I am in a 180 bed facility. 90 sub acute and 90 LTC. We have
1 LPN for the LTC and 3 RNs for the Sub Acute. I am the "coordinator"
for the whole MDS team (us plus 5 other departments). When we get in a
tight spot the risk manager does some assessments as does the Education
RN. We have on average 5 - 10 admissions to the sub acute side every
day. It's busy, but we all work together. We are now in the
process of training the CNAs to document the ADLs on all three shifts instead
of the nurses and we are finally going to start using the MPAF this
month. Hopefully both will be a timesaver.
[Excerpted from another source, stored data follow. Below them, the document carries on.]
PR #41, opened 2015-01-22
Fix root build.sbt set up.

### LINKED ISSUE #40: root build.sbt is not inherited by projects
When I set things up I assumed the root `build.sbt` file's settings would apply to all projects. As @mpilquist points out, this isn't the case.

We should make sure all shared settings are actually shared.

non:
This change means that subprojects will inherit the root
build.sbt settings. Since this was always the intention,
this fixes the build.

Resolves #40.

### DIFF
--- a/build.sbt
+++ b/build.sbt
@@ -1,15 +1,15 @@
 // basic project info
 
-organization := "org.spire-math"
-homepage := Some(url("http://spire-math.org"))
-licenses := Seq("MIT" -> url("http://opensource.org/licenses/MIT"))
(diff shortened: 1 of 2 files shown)


non:
Review by @mpilquist, @tixxit, et al.

mpilquist:
:+1:

johnynek:
I really don't know sbt well enough to review this. Looks fine, but I am a terrible sbt cargo culter.

non:
Fair enough. @tixxit?

stew:
:+1:

PR #42, opened 2015-01-23
Make algebra.Eq[A] compatible with scala.math.Equiv[A].

non:
These changes were ported here from the 'hash' PR (#38).
This commit adds an implicit from Eq[A] => Equiv[A].
It also adds missing @sp annotations.


johnynek:
:+1:

johnynek:
yo, @tixxit @avibryant @larsrh this one is a no-brainer. Can we merge?

PR #44, opened 2015-02-07
Topic/clean up std instances

non:
Here are a bunch of new instances, some clean ups, etc.

I think all these should be good to go. However:

1. There are still some common types missing (e.g. `Vector`)
2. We need additional additive/multiplicative variants (e.g. for `Option`)
3. Maybe we should make addition a default semigroup for number types?
4. We provide `Semigroup[A] => Semigroup[Option[A]]` but `Option[_]` could use `orElse` in other cases. Worth supporting?

I don't think we have to answer all those questions immediately but we'll eventually want to.


std/src/main/scala/algebra/std/Util.scala
```diff
@@ -0,0 +1,163 @@
...
+      x.foldLeft(y) { case (z, (k, v1)) =>
+        val v3 = y.get(k) match {
+          case Some(v2) => f(v1, v2)
+          case None => v1
+        }
+        z.updated(k, v3)
+      }
+    }
+
+  def combineMap[K, V](x: Map[K, V], y: Map[K, V])(f: (V, V) => V)(g: V => V): Map[K, V] =
```
johnynek: 1) you can use the same approach is above, just reverse the order you put in the arguments to f.

2) Can you document why g is needed here but not above? Not entirely clear to me.

std/src/main/scala/algebra/std/Util.scala
```diff
@@ -0,0 +1,163 @@
...
+    y.foldLeft(x) { case (z, (k, v2)) =>
+      val v3 = x.get(k) match {
+        case Some(v1) => f(v1, v2)
+        case None => g(v2)
+      }
+      z.updated(k, v3)
+    }
+
+  def zipMap[K, V](x: Map[K, V], y: Map[K, V])(f: (V, V) => V): Map[K, V] =
```
johnynek: not clear why this is not used above. Couldn't combineMapCommutative use this?

std/src/main/scala/algebra/std/Util.scala
```diff
@@ -0,0 +1,163 @@
...
+
+    if (exponent >= 0L) loop(1L, base, exponent) else {
+      if(base == 0L) throw new ArithmeticException("zero can't be raised to negative power")
+      else if (base == 1L) 1L
+      else if (base == -1L) if ((exponent & 1L) == 0L) -1L else 1L
+      else 0L
+    }
+  }
+
+  def combineMapCommutative[K, V](x: Map[K, V], y: Map[K, V])(f: (V, V) => V): Map[K, V] =
```
johnynek: it feels a bit weird that we are not using CommutativeSemigroup here. We are giving up type safety and falling back to method name suggesting correct usage. I would prefer such a function to be private if we are doing it for efficiency reasons, and otherwise take a CommutativeSemigroup.

std/src/main/scala/algebra/std/Util.scala
```diff
@@ -0,0 +1,163 @@
...
+    if (y.size < x.size) combineMapCommutative(y, x)(f) else {
+      x.foldLeft(y) { case (z, (k, v1)) =>
```
johnynek: we found significant performance wins in creating a mutable map internally and then wrapping returning an immutable wrapper view of it (where we copy to an immutable map only on +/-). Since mostly in scalding we are aggregating these things, we just call + repeatedly.

Also not, sumOption was basically born out of this case because it is much better to allocate one mutable map and go through mutating it, then return an immutable wrapper, than to keep using the immutable.HashMap.

std/src/main/scala/algebra/std/boolean.scala
```diff
@@ -2,20 +2,40 @@ package algebra
...
 package object boolean extends BooleanInstances
 
 trait BooleanInstances {
-  implicit val booleanAlgebra = new BooleanAlgebra
+  implicit val booleanAlgebra: BooleanAlgebra =
+    new BooleanAlgebra
 }
 
-class BooleanAlgebra extends Bool[Boolean] with Order[Boolean] {
+class BooleanAlgebra extends Bool[Boolean] with Order[Boolean] with CommutativeRig[Boolean] with Serializable {
```
johnynek: maybe a comment that this is different than the CommutativeRig that is obtained from the field GF(2) (which has plus == xor).

This is a case where the most constrained structure (Field being more constrained than Rig) may not be what you are looking for.

std/src/main/scala/algebra/std/Util.scala
non: The method was written to support subtraction; this is why `g` exists, and also why the order can't easily be reversed.

Given how important these instances are (as demonstrated by your later comments) I should probably just be a bit more direct here.

std/src/main/scala/algebra/std/Util.scala
non: That's a great point -- I'll change the PR to use this strategy.

std/src/main/scala/algebra/std/byte.scala
```diff
@@ -0,0 +1,58 @@
...
+import algebra.number._
+import algebra.ring._
+import algebra.std.util.StaticMethods
+
+package object byte extends ByteInstances
+
+trait ByteInstances {
+  implicit val byteAlgebra = new ByteAlgebra
+
+  val ByteMinMaxLattice = new Lattice[Byte] {
```
johnynek: what's the thought on anonymous instances vs classes? I prefer anonymous trait style personally, but there may be scala-jvm implementation details that makes the class approach better. I'd like a rule that we know when to choose each.

johnynek: isn't this really just the `OrderLattice[Byte]` or something? Why define this for each type with on Order?

std/src/main/scala/algebra/std/char.scala
```diff
@@ -0,0 +1,19 @@
+package algebra
+package std
+
+package object char extends ByteInstances
+
+trait CharInstances {
+  implicit val charAlgebra = new CharAlgebra
```
johnynek: should we add to this or call it CharOrder?

non:
I think based on @johnynek's comments I need to go back and improve the `Map` instances a bunch.

std/src/main/scala/algebra/std/char.scala
```diff
@@ -0,0 +1,19 @@
+package algebra
+package std
+
+package object char extends ByteInstances
```
johnynek: why extend ByteInstances here?

std/src/main/scala/algebra/std/double.scala
```diff
@@ -0,0 +1,76 @@
...
+import java.lang.Double.{ longBitsToDouble, doubleToLongBits }
+import java.lang.Long.{ numberOfTrailingZeros, numberOfLeadingZeros }
+import java.lang.Math
+
+import scala.annotation.tailrec
+
+trait DoubleInstances {
+  implicit val doubleAlgebra = new DoubleAlgebra
+
+  val DoubleMinMaxLattice = new Lattice[Double] {
```
johnynek: again, don't we just want to call a function and get an `OrderLattice[Double]`?

std/src/main/scala/algebra/std/double.scala
```diff
@@ -0,0 +1,76 @@
...
+    def join(x: Double, y: Double): Double = if (x > y) x else y
+    def meet(x: Double, y: Double): Double = if (x < y) x else y
+  }
+}
+
+class DoubleAlgebra extends Field[Double] with NRoot[Double] with Order[Double] with Signed[Double] with IsReal[Double] with Serializable {
```
johnynek: should we comment here that this breaks the laws due to IEEE-754, but that it is approximately a Field?

std/src/main/scala/algebra/std/float.scala
```diff
@@ -0,0 +1,74 @@
...
+import algebra.number.{IsReal, NRoot, Signed}
+import algebra.ring.Field
+import algebra.std.util.StaticMethods
+import java.lang.Math
+import scala.annotation.tailrec
+
+trait FloatInstances {
+  implicit val floatAlgebra = new FloatAlgebra
+
+  val FloatMinMaxLattice = new Lattice[Float] {
```
johnynek: `OrderLattice[Float]`

std/src/main/scala/algebra/std/float.scala
```diff
@@ -0,0 +1,74 @@
...
+    def join(x: Float, y: Float): Float = if (x > y) x else y
+    def meet(x: Float, y: Float): Float = if (x < y) x else y
+  }
+}
+
+class FloatAlgebra extends Field[Float] with NRoot[Float] with Order[Float] with Signed[Float] with IsReal[Float] with Serializable {
```
johnynek: same comment needed to explain that this is only approximately a Field.

std/src/main/scala/algebra/std/byte.scala
tixxit: I usually prefer anonymous trait style too, but some reasons for using classes could be to allow people to extend the type class implementation or allow class annotations (eg @SerialVersionUID).

std/src/main/scala/algebra/std/list.scala
```diff
@@ -11,15 +12,21 @@ trait ListInstances {
...
-      case (Nil, _) => -1
-      case (_, Nil) => 1
-      case (x :: xs, y :: ys) =>
-        val n = ev.compare(x, y)
-        if (n != 0) n else compare(xs, ys)
-    }
+  def compare(xs: List[A], ys: List[A]): Int = {
+    @tailrec def loop(xs: List[A], ys: List[A]): Int =
+      xs match {
+        case Nil =>
```
johnynek: curios why you didn't do the double match? Does that generate worse code. I'm so sad when we have to think about this. That is what compilers should be doing.

std/src/main/scala/algebra/std/list.scala
```diff
@@ -28,7 +35,7 @@ class ListMonoid[A] extends Monoid[List[A]] {
 
   override def combineN(x: List[A], n: Int): List[A] = {
     val buf = mutable.ListBuffer.empty[A]
-      (0 until n).foreach(_ => x.foreach(buf += _))
+    (0 until n).foreach(_ => x.foreach(buf += _))
```
johnynek: if we are geeking out with perf, isn't a while loop more explicitly better? I mean, then we don't have the closure?

Again. The sadness...

std/src/main/scala/algebra/std/long.scala
```diff
@@ -0,0 +1,57 @@
...
+import algebra.lattice._
+import algebra.number._
+import algebra.ring._
+
+package object long extends LongInstances
+
+trait LongInstances {
+  implicit val longAlgebra = new LongAlgebra
+
+  val LongMinMaxLattice = new Lattice[Long] {
```
johnynek: `OrderLattice[Long]`

std/src/main/scala/algebra/std/map.scala
```diff
@@ -26,33 +50,80 @@ class MapEq[K, V](implicit ev: Eq[V], a: AdditiveMonoid[V]) extends Eq[Map[K, V]
...
+class MapMonoid[K, V](implicit sg: Semigroup[V]) extends Monoid[Map[K, V]]  {
+  def empty: Map[K, V] = Map.empty
+
+  def combine(x: Map[K, V], y: Map[K, V]): Map[K, V] =
+    StaticMethods.combineMap(x, y)(sg.combine)(v => v)
+}
+
+class MapGroup[K, V](implicit g: Group[V]) extends MapMonoid[K, V] with Group[Map[K, V]] {
+  def inverse(x: Map[K, V]): Map[K, V] =
+    x.map { case (k, v) => (k, g.inverse(v)) }
```
johnynek: might be a case for the laziness of mapValues assuming we access each item on average <= 1 times.

std/src/main/scala/algebra/std/map.scala
```diff
@@ -26,33 +50,80 @@ class MapEq[K, V](implicit ev: Eq[V], a: AdditiveMonoid[V]) extends Eq[Map[K, V]
     check(x, y) && check(y, x)
```
johnynek: why not check if the sizes are equal. If not, not equal. If they are equal we only have to `check(x, y)`

std/src/main/scala/algebra/std/list.scala
tixxit: FWIW, I benchmarked similar code a couple years ago at Precog and generally found that building a tuple and immediately matching on it was generally as fast as doing 2 matches. The code generated by Scala, at the time, was what you'd expect (allocate a Tuple2, then destructure it). Not sure if the JVM was inlining it or if stack allocation optimization kicked in. But, without benchmarks, I wouldn't want to commit to anything else here :\

std/src/main/scala/algebra/std/list.scala
tixxit: You could also allocate the closure outside of the first foreach. But, yeah, sucks that these are things we need to talk about.

tixxit: Actually, we could just use `buf ++= x` here.

std/src/main/scala/algebra/std/char.scala
tixxit: I'm guessing this was a copy/paste error. But that said, the law tests went through OK, which I think is due to us just import `algebra.std.all._` instead of individual imports. Not saying one way is better than the other, but frustrating that there isn't an easy way to verify both have all instances (without duplicating tests).

std/src/main/scala/algebra/std/map.scala
non: Yes of course. :blush:

I think maybe I was implementing an ordering and then decided to go with eq but forgot to do this.

std/src/main/scala/algebra/std/map.scala
non: Right. I'm always wary of `mapValues` due to it being a gotcha, but in this case it may make sense.

std/src/main/scala/algebra/std/list.scala
tixxit: That said, I think I'll write a quick benchmark for this...

tixxit:
Another comment I had, but left in the chat room instead, was that we need some GCD tests. Spire has a `GCDTest` that does sanity checking, but recently was forced to require Spire's `NumberTag` because the `Float`/`Double` implementations could underflow (which caused `NaN`s in LCM). I'd like to try to port the GCD tests over if possible. At least, I'd like to get some tests for the floating point (`Float` and `Double` for now) implementations, since they're a bit fiddly. I'll give it a try later today.

std/src/main/scala/algebra/std/map.scala
johnynek: scratch that. Fracking 0 == None.

std/src/main/scala/algebra/std/short.scala
```diff
@@ -0,0 +1,58 @@
...
+import algebra.number._
+import algebra.ring._
+import algebra.std.util.StaticMethods
+
+package object short extends ShortInstances
+
+trait ShortInstances {
+  implicit val shortAlgebra = new ShortAlgebra
+
+  val ShortMinMaxLattice = new Lattice[Short] {
```
johnynek: `OrderLattice[Short]`

std/src/main/scala/algebra/std/map.scala
non: So... @avibryant and @tixxit both suggested that we default to "strict" equality, meaning that `Map()` and `Map("foo" -> 0)` would not be equal.

What do you think?

johnynek: We have be burned REPEATEDLY by this question. Writing tests on Map algebras is a massive pain if you don't require normalization in the operations. But since inputs are not necessarily normalized, you have pains (so you can normalize them, but then in use who knows if they are normalized, etc...)

I think it would be good to have two variants: mapVectorEq and and mapEq. For mapVectorEq we subtract left from right and then the result has all values zero. This is the approach we finally had in tests (but Algebird has no Eq typeclass).

tixxit: :+1: We took that approach in Spire. The default was the strict version, but you could `import spire.optional.vectorEq` (or somethign similar) that would do "vector" eq/order (which was required for the law tests to pass). Of course, an alternative could be to wrap the maps in a value class or something for the vector-style operations, but that comes with another host of usability issues.

johnynek: If scala really had haskell's zero cast newtype (AnyVal feels like 1/3 the job), the wrapper approach + no orphan instances would be my preferred philosophy. Even with the weaknesses of wrappers, we use them in a few places in algebird to control typeclass selection. I don't see us doing it anywhere in algebra so far, perhaps due to the less frequent use of default typeclass instances.

std/src/main/scala/algebra/std/double.scala
non: Yes that's a good idea. I know some folks (i.e. Cats) will seat the lack of real associativity.

std/src/main/scala/algebra/std/byte.scala
non: @johnynek I chose to create non-implicit lattice instances, under the assumption that there were many possible lattices available (bitwise and/or, min/max, maybe more?).

Maybe this is the wrong strategy?

std/src/main/scala/algebra/std/map.scala
tixxit: Since all the other group operations here would be strict, I think it'd be least surprising if `inverse` was strict too.

std/src/main/scala/algebra/std/list.scala
tixxit: I wrote a benchmark for Lists only here: https://gist.github.com/tixxit/e80586e62c50bffbdfdb

Here are the results:

```
Benchmark                                        Mode  Samples          Score          Error  Units
a.b.TupleMatchBenchmark.emptyListLeft2Match     thrpt       10  293814120.445 ±  8545233.314  ops/s
a.b.TupleMatchBenchmark.emptyListLeftTuple      thrpt       10  300206447.284 ±  6360647.543  ops/s
a.b.TupleMatchBenchmark.emptyListRight2Match    thrpt       10  216331355.650 ±  5895449.200  ops/s
a.b.TupleMatchBenchmark.emptyListRightTuple     thrpt       10  301973062.006 ±  8877747.407  ops/s
a.b.TupleMatchBenchmark.emptyLists2Match        thrpt       10  376145189.382 ± 29439211.344  ops/s
a.b.TupleMatchBenchmark.emptyListsTuple         thrpt       10  135045001.983 ± 10181310.944  ops/s
a.b.TupleMatchBenchmark.nonEmptyLists2Match     thrpt       10  170827405.981 ±  5368140.256  ops/s
a.b.TupleMatchBenchmark.nonEmptyListsTuple      thrpt       10  207933353.408 ±  5254308.264  ops/s
```

The end result here is that matching on a 2-tuple lists is faster everywhere except for the `(Nil, Nil)` case. Worth looking at further. Also, at least in this case with lists, it seems that using a 2-tuple probably isn't a bad strategy.

tixxit: Just realised that @non optimized the emptyListLeft case a bit - so updating benchmark to add this implementation.

tixxit: Alright - results! I added another "Faster" case that captures the best of all worlds (ie. only destructuring if both sides are non-empty):

```
Benchmark                                              Mode  Samples          Score          Error  Units
a.b.TupleMatchBenchmark.emptyListLeft2Match           thrpt       10  288748291.733 ± 17924410.135  ops/s
a.b.TupleMatchBenchmark.emptyListLeft2MatchFast       thrpt       10  296541912.711 ± 24067230.778  ops/s
a.b.TupleMatchBenchmark.emptyListLeft2MatchFaster     thrpt       10  285169229.660 ± 39657197.426  ops/s
a.b.TupleMatchBenchmark.emptyListLeftTuple            thrpt       10  289354315.848 ± 19768765.323  ops/s
a.b.TupleMatchBenchmark.emptyListRight2Match          thrpt       10  207099008.084 ± 12826978.962  ops/s
a.b.TupleMatchBenchmark.emptyListRight2MatchFast      thrpt       10  208560165.672 ±  8428833.060  ops/s
a.b.TupleMatchBenchmark.emptyListRight2MatchFaster    thrpt       10  307506512.715 ± 22808402.454  ops/s
a.b.TupleMatchBenchmark.emptyListRightTuple           thrpt       10  301994972.708 ±  7037205.320  ops/s
a.b.TupleMatchBenchmark.emptyLists2Match              thrpt       10  401533656.442 ±  6343634.820  ops/s
a.b.TupleMatchBenchmark.emptyLists2MatchFast          thrpt       10  392072876.831 ± 40274503.858  ops/s
a.b.TupleMatchBenchmark.emptyLists2MatchFaster        thrpt       10  403947568.500 ±  4337703.883  ops/s
a.b.TupleMatchBenchmark.emptyListsTuple               thrpt       10  402480381.315 ±  6077971.326  ops/s
a.b.TupleMatchBenchmark.nonEmptyLists2Match           thrpt       10  213825113.072 ±  4839351.734  ops/s
a.b.TupleMatchBenchmark.nonEmptyLists2MatchFast       thrpt       10  215357079.103 ±  2290166.270  ops/s
a.b.TupleMatchBenchmark.nonEmptyLists2MatchFaster     thrpt       10  222770062.760 ±  7090811.748  ops/s
a.b.TupleMatchBenchmark.nonEmptyListsTuple            thrpt       10  225791825.823 ±  3292351.042  ops/s
```

tixxit: Ack - I think I've been sniped. Last benchmark, I swear! Added another benchmark which ensures the tuple is allocated on the heap (`*TupleHeap`). I've also included the bytecode scalac generates for the `checkTuple` method, just to be sure scalac wasn't doing anything fancy (it isn't). So, it seems like the JVM is taking care of the tuple strategy handily, which is nice. Results:

```
Benchmark                                              Mode  Samples          Score          Error  Units
a.b.TupleMatchBenchmark.emptyListLeft2Match           thrpt       10  253467840.436 ± 12223892.822  ops/s
a.b.TupleMatchBenchmark.emptyListLeft2MatchFast       thrpt       10  323188324.807 ± 13942236.297  ops/s
a.b.TupleMatchBenchmark.emptyListLeft2MatchFaster     thrpt       10  308222316.257 ± 17156861.142  ops/s
a.b.TupleMatchBenchmark.emptyListLeftTuple            thrpt       10  290671450.799 ± 15305844.711  ops/s
a.b.TupleMatchBenchmark.emptyListLeftTupleHeap        thrpt       10  162238249.825 ±  5178063.946  ops/s
a.b.TupleMatchBenchmark.emptyListRight2Match          thrpt       10  220221734.727 ±  3555704.452  ops/s
a.b.TupleMatchBenchmark.emptyListRight2MatchFast      thrpt       10  236875354.510 ±  4604759.625  ops/s
a.b.TupleMatchBenchmark.emptyListRight2MatchFaster    thrpt       10  332236731.746 ±  4843149.704  ops/s
a.b.TupleMatchBenchmark.emptyListRightTuple           thrpt       10  305556965.402 ±  3343750.517  ops/s
a.b.TupleMatchBenchmark.emptyListRightTupleHeap       thrpt       10  162082837.550 ±  7015805.533  ops/s
a.b.TupleMatchBenchmark.emptyLists2Match              thrpt       10  403974677.391 ±  3741407.088  ops/s
a.b.TupleMatchBenchmark.emptyLists2MatchFast          thrpt       10  374838359.717 ± 20196373.923  ops/s
a.b.TupleMatchBenchmark.emptyLists2MatchFaster        thrpt       10  382551994.617 ± 19779196.751  ops/s
a.b.TupleMatchBenchmark.emptyListsTuple               thrpt       10  383050848.374 ± 24689381.633  ops/s
a.b.TupleMatchBenchmark.emptyListsTupleHeap           thrpt       10  156116575.641 ± 10240649.596  ops/s
a.b.TupleMatchBenchmark.nonEmptyLists2Match           thrpt       10  204851392.131 ± 13503321.337  ops/s
a.b.TupleMatchBenchmark.nonEmptyLists2MatchFast       thrpt       10  199059823.003 ± 15640454.931  ops/s
a.b.TupleMatchBenchmark.nonEmptyLists2MatchFaster     thrpt       10  209463692.158 ± 12135568.592  ops/s
a.b.TupleMatchBenchmark.nonEmptyListsTuple            thrpt       10  203637089.638 ±  5339662.574  ops/s
a.b.TupleMatchBenchmark.nonEmptyListsTupleHeap        thrpt       10  126132252.642 ±  4469449.502  ops/s
```

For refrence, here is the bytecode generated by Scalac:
PR #45, opened 2015-02-09
Migrate to build.sbt and add API docs site and publishing config

travisbrown:
This is intended as a discussion PR, although I don't think there's anything terribly controversial here.

My main goal is to get the algebra API docs published in such a way that the cats API docs can automatically link to them. This is enabled on the cats side by [#158](https://github.com/non/cats/pull/158). 

Instead of just adding the sbt-unidoc and sbt-site configuration in an ad-hoc way here, I've moved the entire SBT build to follow cats in using a single `build.sbt` file instead of splitting the build config somewhat arbitrarily across multiple `build.sbt` files and `project/build.scala`.

In a couple of places I've decided to follow cats's placement of specific settings (e.g. `homepage` is set in `publishSettings` instead of across the entire build), but in general the only substantive changes have to do with the new plugins (sbt-unidoc, sbt-site, and sbt-ghpages).

There's one drive-by typo fix, and I've updated the Scala 2.11 version. These changes are unrelated to the rest of the PR. I'd be happy to decompose all of this into separate PRs if people would prefer that.


non:
:+1:

I think this is a great idea, and the unified `build.sbt` file is definitely a lot more manageable.

tixxit:
yeah - big :+1: from me - I did something similar in my miniboxing PR (clean up build, move to build.sbt), but it's a bit tied up at the moment :/

non:
Great! Merging now...

travisbrown:
Thanks much @non and @tixxit—just note that a project owner will need to [set up the `gh-pages` branch](https://github.com/sbt/sbt-ghpages) before the docs can be published for the first time.

PR #46, opened 2015-02-10
Publish API mappings metadata

travisbrown:
This is a small correction to my #45 yesterday. I'd set up automatic API mapping to work for dependencies, but not to publish the metadata for algebra itself. I've confirmed that this fix gets the right metadata into the right POMs.


ceedubs:
:+1:

non:
Thanks @ceedubs :)

non:
:+1:

PR #48, opened 2015-03-06
Eq instance creation helpers

ceedubs:
I thought these helpers might be handy. I wasn't really sure where/when specialization should be used, so I didn't use it, but I'm happy to add it in if it's desired.


non:
:+1: 

(Sorry for the long hiatus.)

ceedubs:
I'm not particularly attached to `fromUniversalEquals`. If anyone has a better name suggestion I'm happy to change it.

Now if we can just get
billing to understand the midnight rule....and that not everyone admitted in a
month must be completed and submitted by the 7th of the next month.
Suzanne
"Holly Sox, RN, RAC-C"
<[EMAIL PROTECTED]> wrote:
Hi Dawn,
And welcome to cmdg. Your email addy is new
to me.
This was discussed earlier this week, and I think
the answers ranged from about 1 RNAC/40 residents (Dreamland, in my
opinion. I wanna move there) to 1/100+. I have been the only
RNAC for 118 beds, dually certified with about 15-20 Medicare on
average. Also do all the preadmission screenings, coordinate admission
process. We have 2 separate buildings, so it is quite a
challenge.
I have an assistant who started Monday. She will be
handling the 21-bed satellite SNF unit in our CCRC down the
street.
Again, welcome to the group. It's a wonderful
source of info and support.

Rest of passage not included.